I think you're doing it in the wrong order. The correct way to rebuilding the FreeBSD is:

`make buildworld`
`make buildkernel`
`make installkernel`
`make installworld`
`make check-old`
`make delete-old`
`make delete-old-libs`

Build the new compiler first, then build the kernel with that new compiler (the old compiler may have bug and can't build the new kernel). Also, install the kernel before the world and then delete old files and libraries.

If you want to customize FreeBSD and build your own OS, why not installing the kernel and world in an alternate DESTDIR? Please see build(7).

For example:
`make DESTDIR=/root/myos/workdir installkernel`
`make DESTDIR=/root/myos/workdir installworld`


----------



## j4ck (May 20, 2013)

> If you want to customize FreeBSD and build your own OS, why not installing the kernel and world in an alternate DESTDIR?

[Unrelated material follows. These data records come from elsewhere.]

Issue #284, opened 2020-09-29
Confirm waypoint destroy


catsby:
`waypoint destroy` worked great and was very quick. It was over before I had the chance to think to myself what the consequences were. I would like to contribute a confirmation step if others agree it would be useful, similar to `terraform destroy`.

PR #522, opened 2020-10-16
Interactively ask user before destroying app

jacksgt:
_Thanks for this really nice project! To a bit familiar with the codebase, I decided to pick up this simple issue._

To make sure users don't accidentally delete their deployment, ask for
confirmation before doing so (similar to terraform destroy).
This patch also adds a flag (-auto-approve) to override this
interactive prompt (e.g. for scripting).

Fixes https://github.com/hashicorp/waypoint/issues/284

### DIFF
--- a/internal/cli/destroy.go
+++ b/internal/cli/destroy.go
@@ -27,7 +27,7 @@ func (c *DestroyCommand) Run(args []string) int {
 	}
 
 	err := c.DoApp(c.Ctx, func(ctx context.Context, app *clientpkg.App) error {
-		if !c.flagAutoApprove {
+		if !c.flagForce {
 			// show confirmation dialog asking user for approval
 			choice, err := app.UI.Input(&terminal.Input{
 				Prompt: "Are you sure you want to destroy this app? Type 'yes' to confirm.",
--- a/internal/cli/destroy.go
+++ b/internal/cli/destroy.go
@@ -5,11 +5,11 @@ import (
 
 	"github.com/golang/protobuf/ptypes/empty"
 
+	"github.com/hashicorp/waypoint-plugin-sdk/terminal"
 	clientpkg "github.com/hashicorp/waypoint/internal/client"
 	"github.com/hashicorp/waypoint/internal/clierrors"
 	"github.com/hashicorp/waypoint/internal/pkg/flag"
 	pb "github.com/hashicorp/waypoint/internal/server/gen"
-	"github.com/hashicorp/waypoint-plugin-sdk/terminal"
 )
 
 type DestroyCommand struct {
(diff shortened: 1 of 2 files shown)


mitchellh:
So, we can't merge this yet because `app.UI.Input` actually doesn't do anything yet. lol. That's a TODO item for sure...

Beyond that, I'd say it'd be nice if this UX matched `terraform` and used `-force` instead of `-auto-approve`.

jacksgt:
> So, we can't merge this yet because `app.UI.Input` actually doesn't do anything yet. lol. That's a TODO item for sure...
:D

> Beyond that, I'd say it'd be nice if this UX matched `terraform` and used `-force` instead of `-auto-approve`.
Isn't Terraform using `-auto-approve` for `destroy`? https://www.terraform.io/docs/commands/destroy.html

akin-ozer:
@jacksgt yes latest terraform suggests "-force Deprecated: same as auto-approve." in CLI for "destroy" command.

jacksgt:
Thanks for your input. I have changed the CLI flag from `-auto-approve` to `-force`.

I was looking into implementing the interactive prompt and it seems that the lack of this feature is stemming from https://github.com/mitchellh/go-glint

However, I don't understand why the code in https://github.com/hashicorp/waypoint-plugin-sdk/blob/main/terminal/basic.go#L50 is not used instead of https://github.com/hashicorp/waypoint-plugin-sdk/blob/main/terminal/glint.go#L34 ?

internal/cli/destroy.go
```diff
@@ -27,6 +27,21 @@ func (c *DestroyCommand) Run(args []string) int {
...
+				Style:  terminal.WarningStyle,
+			})
+			if err != nil {
+				return err
+			}
+			if choice != "yes" {
+				app.UI.Output("Aborting destroy.")
+				return nil
+			}
+		}
```
briancain, line 43: Since it looks like at the moment our App UI only implements noninteractive, this condition branch should instead return an error to the user that `auto-confirm` is required for destroying the app.

```suggestion
		if !c.confirm {
			app.UI.Output("Destroying app %q requires confirmation with `-auto-approve`.", app.Ref().GetApplication(), terminal.WithWarningStyle())
			return nil
		}
```

briancain (changes requested):
Thanks @jacksgt for taking on this issue and opening a pull request! Sorry for the confusion about `force` versus `auto-approve`. Let me know if you have any questions addressing the feedback here. Sorry for taking so long to get back to you! :heart:

briancain:
I couldn't seem to get git to let me push to the original fork, so I've opened a new pull request to resolve this one! https://github.com/hashicorp/waypoint/pull/1232

Thanks again for taking the time to open a pull request and solve this issue.

Issue #538, opened 2020-10-16
Docker(builder) plugin: Allow passing the path to a Dockerfile


sharkyze:
**Is your feature request related to a problem? Please describe.**
We are using a monorepo for all of our Go services, where the Dockerfile of each service is in `./cmd/service-name/Dockerfile`. In the current implementation of the Docker builder, it does not seem possible to specify the location of the Dockerfile if it is not in the root of the project.

**Describe the solution you'd like**
Be able to set a variable with the path to the Dockerfile in the Docker builder

For example:
```hcl
build {
        use "docker" {
            dockerfile = "./cmd/api/Dockerfile"
        }
}
```

**Describe alternatives you've considered**
The suggested solution is the only solution I could come with.

**Additional context**
More info here: https://discuss.hashicorp.com/t/multiple-apps-and-build-contexts/15987

PR #539, opened 2020-10-16
builtin/docker/builder: Add dockerfile variable to BuilderConfig

sharkyze:
Closes https://github.com/hashicorp/waypoint/issues/538

Add the variable `Dockerfile` to the `BuilderConfig` of the Docker Plugin to support cases where the Dockerfile is not in the root of the project.

Please let me know if you think the variable should have another name or if you think the dockerfile name shouldn't be relative to the path of the app.

### DIFF
--- a/builtin/docker/builder.go
+++ b/builtin/docker/builder.go
@@ -5,6 +5,7 @@ import (
 	"context"
 	"fmt"
 	"os"
+	"path"
 
 	"github.com/docker/cli/cli/command/image/build"
 	"github.com/docker/docker/api/types"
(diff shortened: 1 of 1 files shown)


mitchellh:
Looks great! I think in the future the only ask I'd have is to update the `Docs` function too. But I'll do that manually now.

sharkyze:
> Looks great! I think in the future the only ask I'd have is to update the `Docs` function too. But I'll do that manually now.

Great thanks. Sure I will make sure to update the `Docs` function for any future contributions.

PR #556, opened 2020-10-16
Disable cache on local fetch for downloads page

BrandonRomano:


BrandonRomano:
Actually going to just switch this to build time instead... Will open up a new PR here.

PR #559, opened 2020-10-16
Switch all releases to build time fetch

BrandonRomano:


website/pages/downloads/index.jsx
```diff
@@ -70,24 +78,54 @@ export default function DownloadsPage({ releaseData, previousVersions }) {
         brand="blue"
         productId="waypoint"
         productName={productName}
-        releases={previousVersions}
-        latestVersion={releaseData.version}
+        releases={allVersionsReleaseData}
+        latestVersion={currentVersionReleaseData.version}
```
ztanner, line 82: I think this value is undefined (check out the dropdown menu) - but we can probably use `version` here instead.

PR #575, opened 2020-10-17
docs: fix string example for aws-ecs memory

nickatsegment:
since above it is described as an `int`, as well as in the Config struct https://github.com/hashicorp/waypoint/blob/cabbaf7d25c17a9dd94b5576f597bc8a986e6e07/builtin/aws/ecs/platform.go#L1130

In my testing, strings do work though :shrug:


evanphx:
This should be changed in the ecs plugin itself because these docs are autogenerated from the plugin. It's in the example part of the platform.go file.

mitchellh:
I got the Go fix.

PR #581, opened 2020-10-17
Add support for environment variables with pack build

aranw:
This PR adds support for environment variables with the pack build phase 

Some buildpacks allow configuration via environment variables such as https://github.com/GoogleCloudPlatform/buildpacks see https://github.com/GoogleCloudPlatform/buildpacks#common-options for available environment variables

I copied the configuration style from the docker build stage so configuration looks like the following: 

```
    build {
        use "pack" {
            builder     = "gcr.io/buildpacks/builder"
            static_environment = {
                "GOOGLE_BUILDABLE" : "./cmd/webhook"
            }
        }
    }
```

I've tested it locally and can see from the output that it used my environment variable as expected 
```
 │ [builder] Running "go build -o /layers/google.go.build/bin/main ./cmd/webhook (GOCACHE=/layers/google.go.build/gocache)"
```

### DIFF
--- a/builtin/pack/builder.go
+++ b/builtin/pack/builder.go
@@ -249,7 +249,7 @@ build {
 
 	doc.SetField(
 		"static_environment",
-		"environment variables to expose to the application",
+		"environment variables to expose to the buildpack",
 		docs.Summary(
 			"these environment variables should not be run of the mill",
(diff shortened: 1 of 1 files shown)


mitchellh (approved):
This looks great thank you!

PR #521, opened 2019-01-24
[improvement] Enforce lang3 Validate calls with no parameters and constant strings use logsafe

dsd987:
## Before this PR
There is a lower degree of standardization in the use of basic calls to verify conditions, specifically as it pertains to the use of commons-lang3 Validate calls.

## After this PR
Simple use cases of commons-lang3 Validate.isTrue, Validate.notNull, Validate.validState are now required to be changed to use logsafe variants. This will help to standardize calls where it is clear there can be a direct one-for-one replacement made with logsafe calls.

### DIFF
--- a/baseline-error-prone/src/main/java/com/palantir/baseline/errorprone/PreferSafeLoggingPreconditions.java
+++ b/baseline-error-prone/src/main/java/com/palantir/baseline/errorprone/PreferSafeLoggingPreconditions.java
@@ -17,6 +17,7 @@
 package com.palantir.baseline.errorprone;
 
 import com.google.auto.service.AutoService;
+import com.google.common.collect.ImmutableMap;
 import com.google.errorprone.BugPattern;
 import com.google.errorprone.VisitorState;
 import com.google.errorprone.bugpatterns.BugChecker;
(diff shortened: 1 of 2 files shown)


baseline-error-prone/src/main/java/com/palantir/baseline/errorprone/PreferSafeLoggingPreconditions.java
```diff
@@ -57,7 +59,16 @@
...
+                            .named("requireNonNull"),
+                    MethodMatchers.staticMethod()
+                            .onClass("org.apache.commons.lang3.Validate")
+                            .withNameMatching(Pattern.compile("isTrue|notNull|validState")));
+
+    private static final Map<String, String> METHOD_TRANSLATIONS = ImmutableMap.of(
+            "requireNonNull", "checkNotNull",
+            "isTrue", "checkArgument",
+            "notNull", "checkNotNull",
+            "validState", "checkState");
```
carterkozak: nit: would prefer to add comments with each entry describing which utility class the method comes from

carterkozak:
@schlosna fyi :-)

carterkozak (approved):
lgtm, thanks!

iamdanfox (approved):

PR #533, opened 2019-02-06
[fix] Correct prioritisation of versions.props to match nebula logic

dansanduleac:
## Before this PR

`versions.props` property names (matchers) were incorrectly being prioritised when deciding which `versions.props` line is most specific and matches a given dependency.

The current logic assumes that the last line to match a dependency wins.

## After this PR

Implemented the logic that `nebula.dependency-recommender` [actually uses](https://github.com/nebula-plugins/nebula-dependency-recommender-plugin/blob/dae66d3f5f9fb3b656ddf5348cd0527e000b4340/src/main/groovy/netflix/nebula/dependency/recommender/provider/FuzzyVersionResolver.java#L77), which is to weigh the matchers by "number of characters which are not globs, i.e. `*`".
The most specific matcher is the one with the highest weight.

### DIFF
--- a/gradle-baseline-java/src/main/groovy/com/palantir/baseline/plugins/versions/BaselineVersions.java
+++ b/gradle-baseline-java/src/main/groovy/com/palantir/baseline/plugins/versions/BaselineVersions.java
@@ -16,10 +16,13 @@
 
 package com.palantir.baseline.plugins.versions;
 
+import com.google.common.base.Splitter;
 import com.google.common.collect.ImmutableMap;
+import com.google.common.collect.Streams;
 import java.io.File;
 import java.io.IOException;
 import java.nio.file.Files;
+import java.util.Comparator;
 import java.util.Set;
 import java.util.stream.Collectors;
 import netflix.nebula.dependency.recommender.DependencyRecommendationsPlugin;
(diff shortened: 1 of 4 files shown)


gradle-baseline-java/src/main/groovy/com/palantir/baseline/plugins/versions/BaselineVersions.java
```diff
@@ -162,4 +166,28 @@ private static File rootVersionsPropsFile(Project project) {
...
+            Comparator.comparing(BaselineVersions::versionsPropsMatcherWeight);
+
+    /**
+     * The weight of a matcher in {@code versions.props} according to the disambiguation logic defined in
+     * {@code nebula.dependency-recommender}.
+     *
+     * This matches the logic in {@link FuzzyVersionResolver}.
+     */
+    private static int versionsPropsMatcherWeight(String propertiesLine) {
+        return Streams.stream(Splitter.on("*").split(propertiesLine)).mapToInt(String::length).sum();
```
carterkozak: nit: `CharMatcher.isNot('*').countIn(propertiesLine)`

ferozco (approved):

gradle-baseline-java/src/main/groovy/com/palantir/baseline/plugins/versions/BaselineVersions.java
dansanduleac: your guava fu is too high

carterkozak (approved):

And what should I do with that DESTDIR? consider that I've installed kernel and world into that DESTDIR, how can I use this as the new OS?


----------



## bkouhi (May 20, 2013)

Hmm...
Well, I've never used it before but maybe you can do it via mkisofs(8)():

`% mkisofs -R -no-emul-boot -b boot/cdboot -o myos.iso /root/myos/workdir`


----------



## j4ck (May 20, 2013)

You mean make a bootable iso image? I also found this script after googleing /usr/src/release/i386/mkisoimages.sh.
So, this will be what I do:
`#cd /usr/src`
`#make buildworld`
`#make buildkernel`
`#make DESTDIR=/root/myos/workdir installkernel`
`#make DESTDIR=/root/myos/workdir installworld`
`#mkisofs -R -no-emul-boot -b boot/cdboot -o myos.iso /root/myos/workdir`
or
`#sh /usr/src/release/i386/mkisoimages.sh -b IMAGE_LABEL IMAGE_NAME BASE_BITS_DIR`


----------



## bkouhi (May 20, 2013)

These are almost same. That script also use mkisofs(8)(). If you want to use the way I just suggested, you should adjust the /etc/fstab manually. But that script will adjust the fstab file automatically for you. Also, there is something that I forgot to mention. You should run the `make distribution` command after `make installworld`. This command will install the /etc directory for you.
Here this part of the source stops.